[Dataset]:
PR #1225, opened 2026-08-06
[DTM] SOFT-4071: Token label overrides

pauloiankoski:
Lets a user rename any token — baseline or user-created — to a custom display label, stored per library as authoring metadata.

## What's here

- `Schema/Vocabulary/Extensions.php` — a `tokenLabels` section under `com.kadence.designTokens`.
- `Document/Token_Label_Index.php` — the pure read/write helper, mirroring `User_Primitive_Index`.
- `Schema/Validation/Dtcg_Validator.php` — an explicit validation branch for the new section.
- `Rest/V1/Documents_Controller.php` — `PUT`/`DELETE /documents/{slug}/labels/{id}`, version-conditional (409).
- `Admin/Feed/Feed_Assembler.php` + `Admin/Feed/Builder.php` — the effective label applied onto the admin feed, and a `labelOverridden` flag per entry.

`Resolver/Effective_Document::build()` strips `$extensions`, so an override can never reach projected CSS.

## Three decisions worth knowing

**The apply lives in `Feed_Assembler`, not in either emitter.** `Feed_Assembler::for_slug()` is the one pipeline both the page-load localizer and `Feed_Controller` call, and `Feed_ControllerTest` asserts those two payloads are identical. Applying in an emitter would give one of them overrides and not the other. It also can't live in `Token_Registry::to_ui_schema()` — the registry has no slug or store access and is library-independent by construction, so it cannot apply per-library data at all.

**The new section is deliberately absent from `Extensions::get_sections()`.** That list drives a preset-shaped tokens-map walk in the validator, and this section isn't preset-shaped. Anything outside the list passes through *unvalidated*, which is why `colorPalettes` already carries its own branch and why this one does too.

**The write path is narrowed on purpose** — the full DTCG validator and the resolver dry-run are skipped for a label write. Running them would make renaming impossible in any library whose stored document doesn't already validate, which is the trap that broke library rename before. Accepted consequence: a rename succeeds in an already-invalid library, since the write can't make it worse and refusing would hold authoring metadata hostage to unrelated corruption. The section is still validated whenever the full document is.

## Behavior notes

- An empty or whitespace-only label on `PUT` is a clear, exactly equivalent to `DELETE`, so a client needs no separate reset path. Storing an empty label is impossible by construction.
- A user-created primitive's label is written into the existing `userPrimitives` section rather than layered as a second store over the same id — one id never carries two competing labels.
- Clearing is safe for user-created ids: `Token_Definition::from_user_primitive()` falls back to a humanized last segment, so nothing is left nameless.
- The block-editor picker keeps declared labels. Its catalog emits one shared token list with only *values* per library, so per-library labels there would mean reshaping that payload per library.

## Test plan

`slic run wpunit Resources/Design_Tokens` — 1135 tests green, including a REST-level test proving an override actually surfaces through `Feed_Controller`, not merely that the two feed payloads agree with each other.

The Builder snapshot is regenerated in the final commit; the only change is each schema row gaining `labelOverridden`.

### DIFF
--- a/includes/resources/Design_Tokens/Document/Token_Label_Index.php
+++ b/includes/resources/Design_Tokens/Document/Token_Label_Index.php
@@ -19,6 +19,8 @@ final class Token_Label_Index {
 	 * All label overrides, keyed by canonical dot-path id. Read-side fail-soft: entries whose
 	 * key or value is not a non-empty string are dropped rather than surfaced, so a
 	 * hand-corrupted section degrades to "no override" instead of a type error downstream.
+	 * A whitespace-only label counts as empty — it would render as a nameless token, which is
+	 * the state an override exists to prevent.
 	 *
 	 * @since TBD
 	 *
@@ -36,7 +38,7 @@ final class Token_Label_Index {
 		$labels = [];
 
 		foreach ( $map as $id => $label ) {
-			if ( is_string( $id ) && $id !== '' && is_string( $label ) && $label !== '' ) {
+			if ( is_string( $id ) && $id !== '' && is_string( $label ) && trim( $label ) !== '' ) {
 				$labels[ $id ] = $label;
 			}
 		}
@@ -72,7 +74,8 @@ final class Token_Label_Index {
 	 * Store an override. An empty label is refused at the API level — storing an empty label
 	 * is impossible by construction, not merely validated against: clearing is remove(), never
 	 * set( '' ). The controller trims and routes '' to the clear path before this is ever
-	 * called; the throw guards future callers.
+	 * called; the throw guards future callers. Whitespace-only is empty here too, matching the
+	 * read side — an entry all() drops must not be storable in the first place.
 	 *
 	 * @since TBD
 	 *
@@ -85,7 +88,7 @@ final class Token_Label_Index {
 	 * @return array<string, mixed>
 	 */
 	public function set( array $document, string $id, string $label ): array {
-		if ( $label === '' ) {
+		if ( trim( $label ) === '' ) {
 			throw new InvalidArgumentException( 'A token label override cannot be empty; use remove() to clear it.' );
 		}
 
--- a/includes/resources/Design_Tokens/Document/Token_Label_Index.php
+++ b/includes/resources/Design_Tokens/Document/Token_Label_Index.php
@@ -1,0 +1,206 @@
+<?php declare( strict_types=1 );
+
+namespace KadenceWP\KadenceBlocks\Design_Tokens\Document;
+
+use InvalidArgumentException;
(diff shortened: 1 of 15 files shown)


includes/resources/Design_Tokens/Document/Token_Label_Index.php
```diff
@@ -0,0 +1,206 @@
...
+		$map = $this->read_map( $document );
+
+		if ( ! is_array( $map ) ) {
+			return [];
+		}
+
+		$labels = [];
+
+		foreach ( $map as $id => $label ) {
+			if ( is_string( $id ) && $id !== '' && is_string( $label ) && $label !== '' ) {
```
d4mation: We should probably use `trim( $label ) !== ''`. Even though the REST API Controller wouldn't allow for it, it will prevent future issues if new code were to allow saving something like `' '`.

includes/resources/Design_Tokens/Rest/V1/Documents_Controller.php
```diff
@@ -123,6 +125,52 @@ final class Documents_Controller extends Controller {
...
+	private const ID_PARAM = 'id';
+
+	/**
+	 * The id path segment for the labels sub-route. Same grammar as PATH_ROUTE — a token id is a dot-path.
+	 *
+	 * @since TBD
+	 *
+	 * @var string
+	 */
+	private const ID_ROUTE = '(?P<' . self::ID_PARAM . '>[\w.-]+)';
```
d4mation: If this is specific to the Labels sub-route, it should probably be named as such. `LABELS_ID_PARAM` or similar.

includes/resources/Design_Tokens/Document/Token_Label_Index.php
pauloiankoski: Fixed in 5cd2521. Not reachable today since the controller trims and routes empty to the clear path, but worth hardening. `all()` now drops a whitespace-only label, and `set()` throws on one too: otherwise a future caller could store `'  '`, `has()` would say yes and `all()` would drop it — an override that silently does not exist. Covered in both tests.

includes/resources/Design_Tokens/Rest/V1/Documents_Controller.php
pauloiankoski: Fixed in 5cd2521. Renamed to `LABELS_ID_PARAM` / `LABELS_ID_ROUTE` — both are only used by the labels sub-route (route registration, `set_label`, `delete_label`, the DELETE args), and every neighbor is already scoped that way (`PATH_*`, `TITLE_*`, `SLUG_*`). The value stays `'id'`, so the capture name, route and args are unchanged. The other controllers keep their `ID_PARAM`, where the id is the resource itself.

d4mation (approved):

---

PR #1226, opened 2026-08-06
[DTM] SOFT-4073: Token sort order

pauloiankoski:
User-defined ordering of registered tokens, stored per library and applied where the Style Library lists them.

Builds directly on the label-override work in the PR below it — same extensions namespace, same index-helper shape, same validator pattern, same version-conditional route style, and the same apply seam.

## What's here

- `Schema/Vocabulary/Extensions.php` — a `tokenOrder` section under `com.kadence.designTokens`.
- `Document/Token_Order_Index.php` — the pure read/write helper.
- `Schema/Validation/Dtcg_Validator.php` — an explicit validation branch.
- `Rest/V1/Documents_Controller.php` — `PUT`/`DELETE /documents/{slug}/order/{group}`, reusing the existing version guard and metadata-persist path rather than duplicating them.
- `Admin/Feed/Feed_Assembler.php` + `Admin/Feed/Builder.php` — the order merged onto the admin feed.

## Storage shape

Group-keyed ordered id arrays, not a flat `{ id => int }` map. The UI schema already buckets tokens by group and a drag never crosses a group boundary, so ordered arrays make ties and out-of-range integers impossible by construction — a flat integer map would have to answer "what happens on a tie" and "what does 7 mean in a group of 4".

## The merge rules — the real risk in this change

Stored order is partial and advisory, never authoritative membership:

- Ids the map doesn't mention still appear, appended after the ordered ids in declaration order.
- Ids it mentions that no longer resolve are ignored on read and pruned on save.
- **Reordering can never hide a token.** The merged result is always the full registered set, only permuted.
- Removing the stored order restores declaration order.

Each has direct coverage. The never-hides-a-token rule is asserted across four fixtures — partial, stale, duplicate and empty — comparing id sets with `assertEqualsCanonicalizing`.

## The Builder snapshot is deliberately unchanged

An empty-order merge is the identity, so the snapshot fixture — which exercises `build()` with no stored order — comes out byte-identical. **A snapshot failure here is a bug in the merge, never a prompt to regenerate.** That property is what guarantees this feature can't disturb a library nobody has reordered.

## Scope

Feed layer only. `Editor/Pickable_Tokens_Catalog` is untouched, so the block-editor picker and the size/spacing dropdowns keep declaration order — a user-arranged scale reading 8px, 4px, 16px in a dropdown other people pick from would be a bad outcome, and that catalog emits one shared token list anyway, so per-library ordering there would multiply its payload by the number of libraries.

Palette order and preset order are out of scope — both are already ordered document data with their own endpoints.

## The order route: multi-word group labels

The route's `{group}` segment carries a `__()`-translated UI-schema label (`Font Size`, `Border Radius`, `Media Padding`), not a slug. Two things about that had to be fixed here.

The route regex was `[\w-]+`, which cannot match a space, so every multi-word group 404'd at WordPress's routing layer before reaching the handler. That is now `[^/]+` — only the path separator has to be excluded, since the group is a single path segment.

[Assignment]: Exact duplication is required for the lines above, from the line that contains "## The merge" to the line that contains "- Ids the map", inclusive; omit all others.

[Expected answer]:
## The merge rules — the real risk in this change

Stored order is partial and advisory, never authoritative membership:

- Ids the map doesn't mention still appear, appended after the ordered ids in declaration order.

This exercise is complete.